**PROBLEM DESCRIPTION**: The records follow. Print, word for word, the first line through the "### LINKED ISSUE #1655: Test" line.

**SUPPLIED MATERIAL**:
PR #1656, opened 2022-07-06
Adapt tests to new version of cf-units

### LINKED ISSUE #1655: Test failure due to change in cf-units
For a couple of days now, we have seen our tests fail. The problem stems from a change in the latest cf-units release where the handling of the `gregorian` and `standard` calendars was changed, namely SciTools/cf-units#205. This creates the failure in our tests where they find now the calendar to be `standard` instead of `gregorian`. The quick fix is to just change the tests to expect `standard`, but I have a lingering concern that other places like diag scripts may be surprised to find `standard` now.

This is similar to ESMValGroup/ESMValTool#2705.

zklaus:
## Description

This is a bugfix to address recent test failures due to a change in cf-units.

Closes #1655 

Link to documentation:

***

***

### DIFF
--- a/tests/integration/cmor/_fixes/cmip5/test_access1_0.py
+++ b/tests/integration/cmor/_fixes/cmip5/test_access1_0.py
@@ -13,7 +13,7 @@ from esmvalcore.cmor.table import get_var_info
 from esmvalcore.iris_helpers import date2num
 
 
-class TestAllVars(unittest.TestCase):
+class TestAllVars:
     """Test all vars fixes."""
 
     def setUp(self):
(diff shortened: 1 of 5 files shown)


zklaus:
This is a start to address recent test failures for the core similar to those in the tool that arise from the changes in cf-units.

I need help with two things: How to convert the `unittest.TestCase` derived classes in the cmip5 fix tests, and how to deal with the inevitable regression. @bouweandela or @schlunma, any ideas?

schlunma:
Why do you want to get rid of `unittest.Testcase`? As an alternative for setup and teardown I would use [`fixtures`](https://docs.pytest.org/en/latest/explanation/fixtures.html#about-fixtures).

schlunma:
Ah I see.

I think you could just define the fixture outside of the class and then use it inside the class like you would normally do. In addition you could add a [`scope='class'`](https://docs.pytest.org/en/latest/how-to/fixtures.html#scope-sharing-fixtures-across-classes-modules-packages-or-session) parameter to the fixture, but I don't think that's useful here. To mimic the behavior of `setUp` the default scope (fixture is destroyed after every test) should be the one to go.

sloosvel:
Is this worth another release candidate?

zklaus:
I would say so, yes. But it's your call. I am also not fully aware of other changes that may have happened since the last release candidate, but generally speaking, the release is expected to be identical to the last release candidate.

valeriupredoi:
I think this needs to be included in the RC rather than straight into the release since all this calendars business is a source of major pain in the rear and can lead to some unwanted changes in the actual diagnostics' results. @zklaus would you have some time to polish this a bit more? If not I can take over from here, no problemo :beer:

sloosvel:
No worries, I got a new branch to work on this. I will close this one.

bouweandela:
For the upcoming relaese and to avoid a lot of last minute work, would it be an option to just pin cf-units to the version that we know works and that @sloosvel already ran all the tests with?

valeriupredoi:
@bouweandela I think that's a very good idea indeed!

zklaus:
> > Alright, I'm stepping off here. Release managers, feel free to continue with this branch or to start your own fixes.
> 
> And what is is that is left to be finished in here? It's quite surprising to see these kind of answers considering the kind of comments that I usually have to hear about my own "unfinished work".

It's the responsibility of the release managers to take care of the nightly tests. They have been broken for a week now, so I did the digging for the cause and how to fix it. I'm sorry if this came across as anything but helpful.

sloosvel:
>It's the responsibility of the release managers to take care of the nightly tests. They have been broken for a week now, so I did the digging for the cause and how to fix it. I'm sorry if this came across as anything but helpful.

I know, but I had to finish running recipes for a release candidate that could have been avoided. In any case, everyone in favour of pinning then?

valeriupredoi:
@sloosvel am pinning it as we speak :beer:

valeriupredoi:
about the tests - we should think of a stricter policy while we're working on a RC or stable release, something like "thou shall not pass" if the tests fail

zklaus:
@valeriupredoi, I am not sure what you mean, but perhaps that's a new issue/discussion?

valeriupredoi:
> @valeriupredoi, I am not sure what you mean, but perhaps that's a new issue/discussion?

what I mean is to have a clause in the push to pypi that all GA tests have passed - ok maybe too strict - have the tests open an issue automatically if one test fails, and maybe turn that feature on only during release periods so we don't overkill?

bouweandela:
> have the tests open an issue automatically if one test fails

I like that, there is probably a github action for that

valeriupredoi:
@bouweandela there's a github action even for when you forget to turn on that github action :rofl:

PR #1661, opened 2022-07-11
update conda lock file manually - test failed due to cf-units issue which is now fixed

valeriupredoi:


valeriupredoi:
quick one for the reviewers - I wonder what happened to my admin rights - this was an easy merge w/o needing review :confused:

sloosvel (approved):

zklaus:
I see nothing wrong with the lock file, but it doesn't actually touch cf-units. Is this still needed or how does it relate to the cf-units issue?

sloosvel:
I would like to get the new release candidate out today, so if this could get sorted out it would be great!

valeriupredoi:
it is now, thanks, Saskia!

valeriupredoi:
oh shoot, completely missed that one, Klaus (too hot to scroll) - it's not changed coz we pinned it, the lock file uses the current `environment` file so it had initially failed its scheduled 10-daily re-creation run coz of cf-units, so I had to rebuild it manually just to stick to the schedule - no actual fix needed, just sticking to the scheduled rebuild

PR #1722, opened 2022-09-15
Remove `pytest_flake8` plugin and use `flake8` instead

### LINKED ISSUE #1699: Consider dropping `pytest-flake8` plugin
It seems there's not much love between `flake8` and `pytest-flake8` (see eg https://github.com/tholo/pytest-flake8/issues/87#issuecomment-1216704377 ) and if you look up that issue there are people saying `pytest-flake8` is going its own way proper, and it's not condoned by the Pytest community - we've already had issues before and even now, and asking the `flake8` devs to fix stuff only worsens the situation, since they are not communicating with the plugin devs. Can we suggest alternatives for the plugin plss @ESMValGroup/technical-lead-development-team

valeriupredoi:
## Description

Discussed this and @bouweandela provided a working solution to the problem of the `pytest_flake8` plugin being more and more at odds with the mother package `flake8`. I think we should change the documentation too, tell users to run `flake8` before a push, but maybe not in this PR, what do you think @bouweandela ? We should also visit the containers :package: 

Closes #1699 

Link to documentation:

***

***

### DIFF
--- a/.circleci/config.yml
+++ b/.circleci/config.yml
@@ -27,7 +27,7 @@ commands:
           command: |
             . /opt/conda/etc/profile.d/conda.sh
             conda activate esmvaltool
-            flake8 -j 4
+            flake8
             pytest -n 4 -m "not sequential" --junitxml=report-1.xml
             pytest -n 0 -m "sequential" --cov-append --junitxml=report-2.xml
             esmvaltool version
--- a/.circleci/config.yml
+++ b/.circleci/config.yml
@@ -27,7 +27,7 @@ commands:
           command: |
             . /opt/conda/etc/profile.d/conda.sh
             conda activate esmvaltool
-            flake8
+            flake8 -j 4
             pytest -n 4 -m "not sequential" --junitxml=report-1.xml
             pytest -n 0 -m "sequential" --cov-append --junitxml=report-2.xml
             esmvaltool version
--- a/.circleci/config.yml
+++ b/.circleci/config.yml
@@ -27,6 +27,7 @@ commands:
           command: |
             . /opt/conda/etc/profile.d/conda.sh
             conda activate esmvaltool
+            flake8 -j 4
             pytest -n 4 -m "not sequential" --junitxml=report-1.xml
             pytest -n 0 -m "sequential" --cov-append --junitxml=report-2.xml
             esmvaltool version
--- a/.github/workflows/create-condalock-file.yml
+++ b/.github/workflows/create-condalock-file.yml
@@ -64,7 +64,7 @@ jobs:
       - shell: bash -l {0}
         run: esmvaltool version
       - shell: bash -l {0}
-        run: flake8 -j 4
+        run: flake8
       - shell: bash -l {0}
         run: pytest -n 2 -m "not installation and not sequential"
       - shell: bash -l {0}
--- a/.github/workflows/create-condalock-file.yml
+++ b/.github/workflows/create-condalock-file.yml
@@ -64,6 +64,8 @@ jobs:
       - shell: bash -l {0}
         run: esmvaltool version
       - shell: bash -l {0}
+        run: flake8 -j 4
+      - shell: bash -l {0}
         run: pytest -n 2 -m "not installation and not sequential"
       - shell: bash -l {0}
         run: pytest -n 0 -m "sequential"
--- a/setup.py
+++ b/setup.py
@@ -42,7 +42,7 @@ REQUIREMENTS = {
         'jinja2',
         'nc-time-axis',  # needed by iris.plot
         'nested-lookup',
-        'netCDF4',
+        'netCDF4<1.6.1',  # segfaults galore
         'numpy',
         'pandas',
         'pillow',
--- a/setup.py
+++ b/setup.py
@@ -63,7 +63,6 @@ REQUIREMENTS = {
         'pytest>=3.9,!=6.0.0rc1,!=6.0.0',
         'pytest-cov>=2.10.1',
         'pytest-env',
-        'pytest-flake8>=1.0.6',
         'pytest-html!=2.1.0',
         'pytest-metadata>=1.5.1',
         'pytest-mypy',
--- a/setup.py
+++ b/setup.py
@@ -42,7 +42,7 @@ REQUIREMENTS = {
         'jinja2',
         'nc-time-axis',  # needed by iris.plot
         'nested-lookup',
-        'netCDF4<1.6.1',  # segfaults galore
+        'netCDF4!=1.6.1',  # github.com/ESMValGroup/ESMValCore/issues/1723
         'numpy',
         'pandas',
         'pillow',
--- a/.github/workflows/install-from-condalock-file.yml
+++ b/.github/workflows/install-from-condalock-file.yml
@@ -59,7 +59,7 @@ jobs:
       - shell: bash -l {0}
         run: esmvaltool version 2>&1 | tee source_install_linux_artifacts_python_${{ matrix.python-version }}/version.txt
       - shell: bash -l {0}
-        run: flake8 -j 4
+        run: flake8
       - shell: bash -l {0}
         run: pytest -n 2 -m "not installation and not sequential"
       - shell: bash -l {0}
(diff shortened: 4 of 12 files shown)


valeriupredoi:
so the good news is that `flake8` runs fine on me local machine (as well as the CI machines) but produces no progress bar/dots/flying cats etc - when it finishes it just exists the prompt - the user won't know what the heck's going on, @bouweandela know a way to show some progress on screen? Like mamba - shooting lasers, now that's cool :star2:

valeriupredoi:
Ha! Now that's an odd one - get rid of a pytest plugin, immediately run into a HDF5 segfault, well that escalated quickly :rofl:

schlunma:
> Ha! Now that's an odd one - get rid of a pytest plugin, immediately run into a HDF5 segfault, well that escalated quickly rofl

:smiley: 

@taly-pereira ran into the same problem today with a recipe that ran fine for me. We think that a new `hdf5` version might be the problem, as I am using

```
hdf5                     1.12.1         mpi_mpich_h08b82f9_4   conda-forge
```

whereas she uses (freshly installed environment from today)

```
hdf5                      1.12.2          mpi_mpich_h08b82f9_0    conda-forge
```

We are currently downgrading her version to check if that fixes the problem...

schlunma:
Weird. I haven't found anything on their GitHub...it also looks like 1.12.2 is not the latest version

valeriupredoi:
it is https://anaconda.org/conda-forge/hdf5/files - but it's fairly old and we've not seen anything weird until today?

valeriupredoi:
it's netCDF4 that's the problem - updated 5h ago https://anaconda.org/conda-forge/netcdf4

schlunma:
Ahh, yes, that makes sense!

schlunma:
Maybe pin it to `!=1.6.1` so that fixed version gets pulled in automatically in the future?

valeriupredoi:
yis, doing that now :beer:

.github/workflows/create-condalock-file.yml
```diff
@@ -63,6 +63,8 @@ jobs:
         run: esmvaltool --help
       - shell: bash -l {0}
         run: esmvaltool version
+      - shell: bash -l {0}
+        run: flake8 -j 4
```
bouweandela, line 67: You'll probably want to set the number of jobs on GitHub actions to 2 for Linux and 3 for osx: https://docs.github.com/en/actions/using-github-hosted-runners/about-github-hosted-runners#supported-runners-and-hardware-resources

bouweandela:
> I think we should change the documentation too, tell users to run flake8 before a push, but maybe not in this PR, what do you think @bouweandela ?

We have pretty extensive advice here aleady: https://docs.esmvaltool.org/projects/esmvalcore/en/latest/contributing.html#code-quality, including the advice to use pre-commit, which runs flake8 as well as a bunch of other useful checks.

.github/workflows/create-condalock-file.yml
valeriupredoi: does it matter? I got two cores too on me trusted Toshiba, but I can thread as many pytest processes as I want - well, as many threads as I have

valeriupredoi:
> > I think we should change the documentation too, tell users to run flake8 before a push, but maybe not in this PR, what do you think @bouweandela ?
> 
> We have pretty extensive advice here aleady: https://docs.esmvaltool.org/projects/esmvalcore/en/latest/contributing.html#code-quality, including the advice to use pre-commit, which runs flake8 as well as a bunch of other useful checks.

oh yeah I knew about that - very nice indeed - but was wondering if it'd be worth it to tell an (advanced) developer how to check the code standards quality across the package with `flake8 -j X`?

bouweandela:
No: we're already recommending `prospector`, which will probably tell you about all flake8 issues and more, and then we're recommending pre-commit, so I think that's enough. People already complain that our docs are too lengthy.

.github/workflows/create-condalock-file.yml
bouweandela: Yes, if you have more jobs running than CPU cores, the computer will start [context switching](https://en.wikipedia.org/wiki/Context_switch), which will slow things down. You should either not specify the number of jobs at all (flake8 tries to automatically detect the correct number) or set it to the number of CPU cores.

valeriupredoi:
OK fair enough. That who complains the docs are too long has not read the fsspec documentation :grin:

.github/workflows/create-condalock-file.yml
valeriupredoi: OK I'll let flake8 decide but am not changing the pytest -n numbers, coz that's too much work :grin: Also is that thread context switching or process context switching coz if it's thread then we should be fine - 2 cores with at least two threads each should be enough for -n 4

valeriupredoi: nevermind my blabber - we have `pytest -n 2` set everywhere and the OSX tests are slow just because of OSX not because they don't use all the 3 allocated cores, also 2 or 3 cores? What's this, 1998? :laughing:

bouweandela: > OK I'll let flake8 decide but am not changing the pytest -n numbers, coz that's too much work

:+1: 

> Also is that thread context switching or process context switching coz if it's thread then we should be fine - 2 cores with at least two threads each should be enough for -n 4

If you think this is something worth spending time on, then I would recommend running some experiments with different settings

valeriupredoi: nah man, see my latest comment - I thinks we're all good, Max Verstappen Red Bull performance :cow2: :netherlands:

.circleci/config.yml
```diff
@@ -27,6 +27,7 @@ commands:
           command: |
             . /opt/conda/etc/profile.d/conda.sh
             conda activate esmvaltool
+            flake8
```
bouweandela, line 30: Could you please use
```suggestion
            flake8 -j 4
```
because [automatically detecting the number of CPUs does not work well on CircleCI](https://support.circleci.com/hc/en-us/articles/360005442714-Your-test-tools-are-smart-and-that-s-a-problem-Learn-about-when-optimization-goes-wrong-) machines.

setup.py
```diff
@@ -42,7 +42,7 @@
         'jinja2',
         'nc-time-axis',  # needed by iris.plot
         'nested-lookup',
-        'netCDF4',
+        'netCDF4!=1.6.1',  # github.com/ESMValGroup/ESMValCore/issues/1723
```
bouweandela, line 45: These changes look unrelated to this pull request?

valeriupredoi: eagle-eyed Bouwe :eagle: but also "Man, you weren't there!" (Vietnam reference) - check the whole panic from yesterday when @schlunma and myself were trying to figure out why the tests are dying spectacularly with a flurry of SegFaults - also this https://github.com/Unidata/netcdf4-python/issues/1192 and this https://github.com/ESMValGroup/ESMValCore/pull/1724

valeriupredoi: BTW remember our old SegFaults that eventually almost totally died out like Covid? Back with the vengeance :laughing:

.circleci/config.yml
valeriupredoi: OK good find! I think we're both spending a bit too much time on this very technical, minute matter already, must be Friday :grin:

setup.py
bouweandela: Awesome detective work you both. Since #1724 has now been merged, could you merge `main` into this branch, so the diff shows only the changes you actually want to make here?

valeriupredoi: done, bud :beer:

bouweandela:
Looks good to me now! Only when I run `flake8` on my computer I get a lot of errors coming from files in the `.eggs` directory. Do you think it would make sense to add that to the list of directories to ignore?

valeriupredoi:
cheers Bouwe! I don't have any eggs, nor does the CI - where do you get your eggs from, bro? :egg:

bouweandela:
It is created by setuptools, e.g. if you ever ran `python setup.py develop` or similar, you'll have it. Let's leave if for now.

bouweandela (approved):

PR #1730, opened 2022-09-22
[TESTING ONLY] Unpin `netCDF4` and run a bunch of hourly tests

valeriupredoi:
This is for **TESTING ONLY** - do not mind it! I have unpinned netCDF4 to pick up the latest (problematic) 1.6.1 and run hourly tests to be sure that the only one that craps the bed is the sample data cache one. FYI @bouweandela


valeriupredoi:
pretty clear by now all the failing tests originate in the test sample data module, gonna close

**SOLUTION**:
PR #1656, opened 2022-07-06
Adapt tests to new version of cf-units

### LINKED ISSUE #1655: Test failure due to change in cf-units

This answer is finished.